The ventilation shaft was a vertical coffin.

It was narrow, slick with condensation, and smelled of rust and old blood. Ren climbed mechanically. His bone-claws, protruded from his fingertips like climbing picks, punched into the metal walls with a rhythmic thud-crunch, thud-crunch.

He had been climbing for two hours.

His muscles burned, but it was a distant sensation, like a warning light on a dashboard he could choose to ignore. The [Constitution: 11] stat was doing its heavy lifting, flushing lactic acid from his system faster than a normal human body could manage.

But the silence was the hardest part. It gave him time to think.

"You're breathing too loud," Gluttony noted.

"I'm climbing a chimney," Ren grunted, pulling himself up another meter. "Cut me some slack."

"I am merely preserving our investment. If the humans hear you, they will kill you. And I will be forced to spend the next century digesting inside a corpse until a rat eats your brain. A degrading fate for a King."

Ren paused, hanging by one hand. "They won't kill me. I'm a survivor. I'm one of them."

"Are you?"

The voice in his head shifted tone. It wasn't mocking anymore; it was dangerously soft.

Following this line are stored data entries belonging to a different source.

Issue #793, opened 2017-07-14
MySQL (yaSSL) returns unsupported cipher instead of Alert


sdann:
yaSSL has a bug which will return a successful Server Hello message, with a cipher that the server supports, even if none of the client provided ciphers are supported.

This was first discussed in PR #782 and partially fixed by @dcooper16 in PR #784.

Opening a new Issue to track additional problems this server side bug causes.

I've also opened a bug with MySQL to fix the issue in their server at: https://bugs.mysql.com/87078

sdann:
With #784 testssl.sh now detects if the server has returned an incorrect cipher and raises an error. Unfortunately, this short circuit behavior is causing some false successes to be reported. There may be several, but I've found the first in run_rc4().

With the default MySQL (yaSSL) configuration 2 RC4 ciphers are supported:

RC4-SHA
RC4-MD5

However, the -4 test currently returns "no RC4 ciphers detected (OK)" against this configuration.

This is because, before those 2 ciphers can be negotiated, the server bug is hit, with the client sending:

Cipher Suite: TLS_ECDHE_PSK_WITH_RC4_128_SHA (0xc033)

and the server responding with:

Cipher Suite: TLS_DHE_RSA_WITH_AES_128_CBC_SHA (0x0033)

Causing the loop to terminate with success.

Two possible fixes:
1) Iterate over every cipher 1 at a time.
    - much more expensive in # of connections
    - 1 off fix for this server issue
2) Detect tls_sockets() returns 1 and mark the test output as "UNKNOWN" or "SERVER ERROR".

dcooper16:
Hi @sdann,

I think we'd need more information to understand what is going on here, as `run_rc4()` doesn't work as you describe. The client doesn't send TLS_ECDHE_PSK_WITH_RC4_128_SHA (0xc033), it sends a list of every RC4 cipher. So, if the client is sending a list of every RC4 cipher and the server responds with TLS_DHE_RSA_WITH_AES_128_CBC_SHA (0x0033), that either means:

- The server doesn't support any RC4 ciphers; or 

- The server is responding with a cipher not in the ClientHello even though it supports one of the ciphers in the ClientHello.

[...]

PR #796, opened 2017-07-20
Catch MySQL (yaSSL) server bug when testing standard cipher categories

sdann:
Unfortunately, most categories were passing incorrectly, since a
`tls_socket()` error was interpreted as a success for many of the cases.
Now we explicitly check for the known yaSSL failure and raise a warning
that the test is inconclusive.

New output against --starttls=mysql looks like:

```
Testing ~standard cipher categories
-----------------------------------

 NULL ciphers (no encryption)                  SERVER_ERROR: test inconclusive due to MySQL Community Edition (yaSSL) bug.
 Anonymous NULL Ciphers (no authentication)    SERVER_ERROR: test inconclusive due to MySQL Community Edition (yaSSL) bug.
 Export ciphers (w/o ADH+NULL)                 SERVER_ERROR: test inconclusive due to MySQL Community Edition (yaSSL) bug.
 LOW: 64 Bit + DES encryption (w/o export)     offered (NOT ok)
 Weak 128 Bit ciphers (SEED, IDEA, RC[2,4])    SERVER_ERROR: test inconclusive due to MySQL Community Edition (yaSSL) bug.
 Triple DES Ciphers (Medium)                   offered
 High encryption (AES+Camellia, no AEAD)       offered (OK)
 Strong encryption (AEAD ciphers)              SERVER_ERROR: test inconclusive due to MySQL Community Edition (yaSSL) bug.
```

Partial workaround for #793

### DIFF
--- a/testssl.sh
+++ b/testssl.sh
@@ -2294,59 +2294,72 @@ std_cipherlists() {
                     fi
                fi
           fi
-          case $3 in
-               2)  if [[ $sclient_success -eq 0 ]]; then
-                         # Strong is excellent to offer
-                         pr_done_best "offered (OK)"
-                         fileout "std_$4" "OK" "$2 offered"
-                    else
-                         pr_svrty_medium "not offered"
-                         fileout "std_$4" "MEDIUM" "$2 not offered"
-                    fi
-                    ;;
+          if [[ $sclient_success -ne 0 ]] && $BAD_SERVER_HELLO_CIPHER; then
+               # If server failed with a known error, raise it to the user.
+               if [[ $STARTTLS_PROTOCOL == "mysql" ]]; then
+                    pr_warning "SERVER_ERROR: test inconclusive due to MySQL Community Edition (yaSSL) bug."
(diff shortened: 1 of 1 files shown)


drwetter:
Hi @sdann,

basically good but I am wondering what we do with the other places where this inconclusiveness occurs. 

Cheers, Dirk

sdann:
@drwetter 
I put a status of what's fixed and what's still inconclusive at the end of #793. Basically, with this patch in, the remaining 3 areas that still have problems are:

* PFS is offered
* Cipher order
* Testing 359 ciphers

In each of these cases, a partial list of ciphers is still printed, that is correct. It's just the full list, is not printed, because the handler functions hit the YaSSL bug part way through.

I think that's sufficient for now, as I'd rather see a partial (but correct) list, than an error for those 3 tests.

sdann:
@drwetter, will you accept this patch as a reasonable user notification for the main issues?

drwetter:
yes, but give me a few days.

sdann:
Sounds good. Thanks.

drwetter:
Thank you, @sdann

PR #800, opened 2017-07-25
Fix client simulations with SSLv2 ClientHello

dcooper16:
This PR fixes the extraction of the cipher suites in SSLv2 ClientHellos in `client_simulation_sockets()`. Since `client_simulation_sockets()` can only handle SSLv3 and above ServerHellos, it removes any SSLv2 ciphers and converts the other cipher from 3-byte format to 2-byte format.


drwetter:
Thank you, it works as promised on my testcases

"Kael was one of 'them'. He buried you alive to buy himself three seconds of running time. The Association? They sent you into a dungeon with faulty scanners. They don't see you as human, Ren. They see you as an operational cost. A meat shield."

Ren gritted his teeth and resumed climbing. "Kael is a scumbag. That doesn't mean everyone is."

"Statistically, they are. And biologically? You are closer to the Rot-Behemoth now than you are to them. Your DNA is rewriting itself. Your mana signature is... dark. If you walk into the Hunter Association, do you think they will give you a medal? They will vivisect you."

Ren didn't answer. He knew Gluttony was right, and that terrified him.

"My proposal remains," Gluttony whispered. "When we reach the surface, we do not report in. We hunt. Humans are weak, Ren. Soft skin. No natural armor. And their mana... oh, it's so refined. Like aged wine compared to the sewage water of monsters."

"I am not eating people, Gluttony."

"Why? Is it a moral objection? Morality is a luxury of the apex predator. Sheep do not have morals; they have fear. You are no longer a sheep."

"I'm not a monster," Ren hissed, slamming his bone-claw hard into the metal. "I still have a sister. I still have a life."

"You have a debt. You have poverty. You have a sister who is dying because you cannot afford a potion that costs less than a Hunter's lunch. Embrace the Hunger, Ren. We could eat the landlord. Problem solved."

"Shut up."

Ren saw a light above him.

It wasn't the blue glow of dungeon moss. It was the harsh, white glare of Mag-Lights.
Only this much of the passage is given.